● **INSTRUCTIONS FOR THE TASK**:
Tally up the lines below with "that" in them. Answer with the number only.

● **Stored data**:
PR #2379, opened 2020-12-22
Invoke assertRegistration before sending command to gateway

calohmn:
Only done if gateway has subscribed specifically for the device the command is targeted at.

Not needed if command is forwarded to a gateway that has subscribed to commands for all its devices.
In that case the command is explicitly mapped to the gateway via the DeviceConnection API `getCommandHandlingAdapterInstances(tenant, deviceId, viaGateways, spanContext)` method, using the up-to-date via-gateway information.
(A gateway having subscribed specifically for the device is handled in the DeviceConnection service, as if the device had subscribed directly. The assignment to the gateway is only done in the target adapter instance logic in that case.)

I wanted to add integration tests here, clearing the via-gateways in the device registration data after a command subscription was done. But I don't see a way to circumvent usage of a cached device registration entry in that case (still containing the via-gateway), therefore the test would need to wait for 5min in between for the entry to expire.


sophokles73 (approved):
LGTM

● **REPLY TO THE EXERCISE**:
4